Records section start

PR #375, opened 2020-04-02
Reload Container

paulogama14:
# Goal

- Create reload flow on Container
- Clear objects when stop is call
- Expose function on Playbutton
- Fix spinner visibility when pause and stop events is triggered

# How to test

- Try to call reload function with other configurations, like: 

On `Player.swift#150`

```swift
open func reload(sourceUrl: String) {
    core?.activeContainer?.reload(source: sourceUrl)
}
```

On `ViewController.swift#101`

```swift
@IBAction func recreatePlayer(_ sender: Any) {
    player.destroy()
    player = nil
    createPlayer()
        
    let sourceUrl = "https://www.radiantmediaplayer.com/media/bbb-360p.mp4"
    player.reload(sourceUrl: sourceUrl)
    player.play()
}
```

- The other goals were covered by unit tests. You can check there

### DIFF
--- a/Sources/Clappr/Classes/Base/Container.swift
+++ b/Sources/Clappr/Classes/Base/Container.swift
@@ -50,6 +50,8 @@ open class Container: UIObject {
     }
     
     open func play() {
+        guard playback?.canPlay ?? false else { return }
+        
         if shouldReload {
             reload()
         } else {
@@ -58,6 +60,8 @@ open class Container: UIObject {
     }
     
     open func pause() {
+        guard playback?.canPause ?? false else { return }
+        
         playback?.pause()
     }
 
--- a/Sources/Clappr/Classes/Base/Container.swift
+++ b/Sources/Clappr/Classes/Base/Container.swift
@@ -65,13 +65,13 @@ open class Container: UIObject {
         }
     }
 
-    @objc open func reload(videoId: String) {
+    @objc open func reload(source: String) {
         let mimeType = options[kMimeType] as? String
 
         options[kDefaultSubtitle] = playback?.selectedSubtitle?.language
         options[kDefaultAudioSource] = playback?.selectedAudioSource?.language
 
-        load(videoId, mimeType: mimeType)
+        load(source, mimeType: mimeType)
     }
     
     open override func render() {
--- a/Sources/Clappr/Classes/Base/Container.swift
+++ b/Sources/Clappr/Classes/Base/Container.swift
@@ -50,19 +50,19 @@ open class Container: UIObject {
     }
     
     open func play() {
-        guard playback?.canPlay ?? false else { return }
+        guard let activePlayback = playback, activePlayback.canPlay else { return }
         
         if shouldReload {
             reload()
         } else {
-            playback?.play()
+            activePlayback.play()
         }
     }
     
     open func pause() {
-        guard playback?.canPause ?? false else { return }
+        guard let activePlayback = playback, activePlayback.canPause else { return }
         
-        playback?.pause()
+        activePlayback.pause()
     }
 
     @objc open func load(_ source: String, mimeType: String? = nil) {
--- a/Sources/Clappr/Classes/Base/Container.swift
+++ b/Sources/Clappr/Classes/Base/Container.swift
@@ -3,7 +3,8 @@ import Foundation
 open class Container: UIObject {
     private(set) var plugins: [Plugin] = []
     @objc open var sharedData = SharedData()
-    @objc open var shouldReload = false
+    private var shouldReload = false
+    private var source: String?
     @objc open var options: Options {
         didSet {
             trigger(Event.didUpdateOptions)
@@ -43,9 +44,26 @@ open class Container: UIObject {
         view.backgroundColor = .clear
         view.accessibilityIdentifier = "Container"
     }
+    
+    open func setNeedsReload() {
+        shouldReload = true
+    }
+    
+    open func play() {
+        if shouldReload {
+            reload()
+        } else {
+            playback?.play()
+        }
+    }
+    
+    open func pause() {
+        playback?.pause()
+    }
 
     @objc open func load(_ source: String, mimeType: String? = nil) {
-        shouldReload = false
+        self.source = source
+        
         trigger(Event.willLoadSource.rawValue)
 
         options[kSourceUrl] = source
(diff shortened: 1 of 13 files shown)


Sources/Clappr/Classes/Base/Container.swift
```diff
@@ -3,6 +3,7 @@ import Foundation
 open class Container: UIObject {
     private(set) var plugins: [Plugin] = []
     @objc open var sharedData = SharedData()
+    @objc open var shouldReload = false
```
lfonseca, line 6: Where this variable is being used as control?

paulogama14: This is a way to force a reload on Container. You can use this reading on a `PlayButtonPlugin`, for example. What do you think?

Sources/Clappr/Classes/Base/Container.swift
```diff
@@ -63,6 +65,15 @@ open class Container: UIObject {
         }
     }
 
+    @objc open func reload(source: String) {
+        let mimeType = options[kMimeType] as? String
+
+        options[kDefaultSubtitle] = playback?.selectedSubtitle?.language
```
johnmartinstw, line 71: What do you think about separating this set of default options in another function?

Sources/Clappr/Classes/Base/Container.swift
```diff
@@ -63,6 +65,15 @@ open class Container: UIObject {
         }
     }
 
+    @objc open func reload(source: String) {
```
lfonseca, line 68: Why would a `reload` receive another `source` instead of reloading the same received before?

Sources/Clappr/Classes/Base/Container.swift
lfonseca: There is no reason to expose `Container`'s internal state and break its encapsulation to share data among plugins. The design is wrong here. We should rethink it once the only entity that should have this knowledge is `Container` itself.

Sources/Clappr/Classes/Base/Container.swift
pauloSantosMobileTW: Done

Sources/Clappr/Classes/Base/Container.swift
pauloSantosMobileTW: Fixed

Sources/Clappr/Classes/Base/Container.swift
pauloSantosMobileTW: Fixed

Sources/Clappr/Classes/Base/Container.swift
```diff
@@ -63,6 +83,23 @@ open class Container: UIObject {
         }
     }
 
+    @objc open func reload() {
```
lfonseca, line 86: What is the reason for this method being public and present in our published API?

Tests/Clappr_Tests/Classes/Plugin/Container/ContainerTests.swift
```diff
@@ -353,21 +353,71 @@ class ContainerTests: QuickSpec {
...
+            describe("#reload") {
+                context("options") {
+                    it("changes source URL") {
+                        Loader.shared.resetPlaybacks()
+                        Loader.shared.register(playbacks: [StubPlayback.self])
+                        let container = Container()
+                        container.load(Source.invalid)
+                        
+                        container.setNeedsReload()
+                        container.reload()
```
lfonseca, line 366: A `container.play()` would reflect better the behavior here. What do you think?

Tests/Clappr_Tests/Classes/Plugin/Container/ContainerTests.swift
```diff
@@ -353,21 +353,71 @@ class ContainerTests: QuickSpec {
                     expect(didResizeValue?.height).toEventually(equal(10))
                 }
             }
+            
+            describe("#reload") {
+                context("options") {
+                    it("changes source URL") {
```
lfonseca, line 359: This description seems to be incorrect.

Sources/Clappr_iOS/Classes/Plugin/Core/MediaControl/PlayButton.swift
```diff
@@ -64,27 +80,40 @@ open class PlayButton: MediaControl.Element {
...
-            return
-        }
-
-        if playback.state == .paused {
-            button.setImage(playIcon, for: .normal)
-        } else if playback.state == .playing {
-            button.setImage(pauseIcon, for: .normal)
-        }
+    private func pause() {
+        guard let playback = activePlayback, playback.canPause else { return }
```
lfonseca, line 97: Once we are moving `play` and `pause` logic to `Container` in order to improve it's encapsulating it would be interesting to evaluate if this statement should be also there.

Sources/Clappr_iOS/Classes/Plugin/Core/MediaControl/PlayButton.swift
```diff
@@ -64,27 +80,40 @@ open class PlayButton: MediaControl.Element {
...
+        
+        activeContainer?.pause()
+    }
+    
+    private func play() {
+        guard let playback = activePlayback, playback.canPlay else { return }
```
lfonseca, line 103: Same here.

Sources/Clappr/Classes/Base/Container.swift
pauloSantosMobileTW: Fixed

Tests/Clappr_Tests/Classes/Plugin/Container/ContainerTests.swift
pauloSantosMobileTW: Done

Tests/Clappr_Tests/Classes/Plugin/Core/MediaControl/PlayButtonTests.swift
```diff
@@ -194,6 +193,140 @@ class PlayButtonTests: QuickSpec {
...
+                    core = CoreStub()
+                    playButton = PlayButton(context: core)
+                    playButton.render()
+                }
+
+                context("when playback state is paused") {
+                    context("can play is true") {
+                        it("calls play") {
+                            core.playbackMock?.state = .paused
+                            core.playbackMock?._canPlay = true
```
lfonseca, line 211: Now that we moved this conditional into `Container` there is no reason for this arrange here.

Tests/Clappr_Tests/Classes/Plugin/Core/MediaControl/PlayButtonTests.swift
```diff
@@ -194,6 +193,140 @@ class PlayButtonTests: QuickSpec {
...
+
+                            playButton.togglePlayPause()
+                            
+                            expect(core.playbackMock?.didCallPlay).to(beTrue())
+                        }
+                    }
+                    
+                    context("can play is false") {
```
lfonseca, line 219: This test doesn't belong to `PlayButton` but to `Container` now.

Tests/Clappr_Tests/Classes/Plugin/Core/MediaControl/PlayButtonTests.swift
```diff
@@ -194,6 +193,140 @@ class PlayButtonTests: QuickSpec {
...
+                            core.playbackMock?._canPlay = false
+                                
+                            playButton.togglePlayPause()
+                            
+                            expect(core.playbackMock?.didCallPlay).to(beFalse())
+                        }
+                    }
+                }
+                
+                context("when playback state is playing") {
```
lfonseca, line 256: The same as `play` applies here.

Records section end

The required output is the entries from their opening line through the line holding "-50,6 +50,8 @@", repeated exactly, with both end lines kept.

PR #375, opened 2020-04-02
Reload Container

paulogama14:
# Goal

- Create reload flow on Container
- Clear objects when stop is call
- Expose function on Playbutton
- Fix spinner visibility when pause and stop events is triggered

# How to test

- Try to call reload function with other configurations, like: 

On `Player.swift#150`

```swift
open func reload(sourceUrl: String) {
    core?.activeContainer?.reload(source: sourceUrl)
}
```

On `ViewController.swift#101`

```swift
@IBAction func recreatePlayer(_ sender: Any) {
    player.destroy()
    player = nil
    createPlayer()
        
    let sourceUrl = "https://www.radiantmediaplayer.com/media/bbb-360p.mp4"
    player.reload(sourceUrl: sourceUrl)
    player.play()
}
```

- The other goals were covered by unit tests. You can check there

### DIFF
--- a/Sources/Clappr/Classes/Base/Container.swift
+++ b/Sources/Clappr/Classes/Base/Container.swift
@@ -50,6 +50,8 @@ open class Container: UIObject {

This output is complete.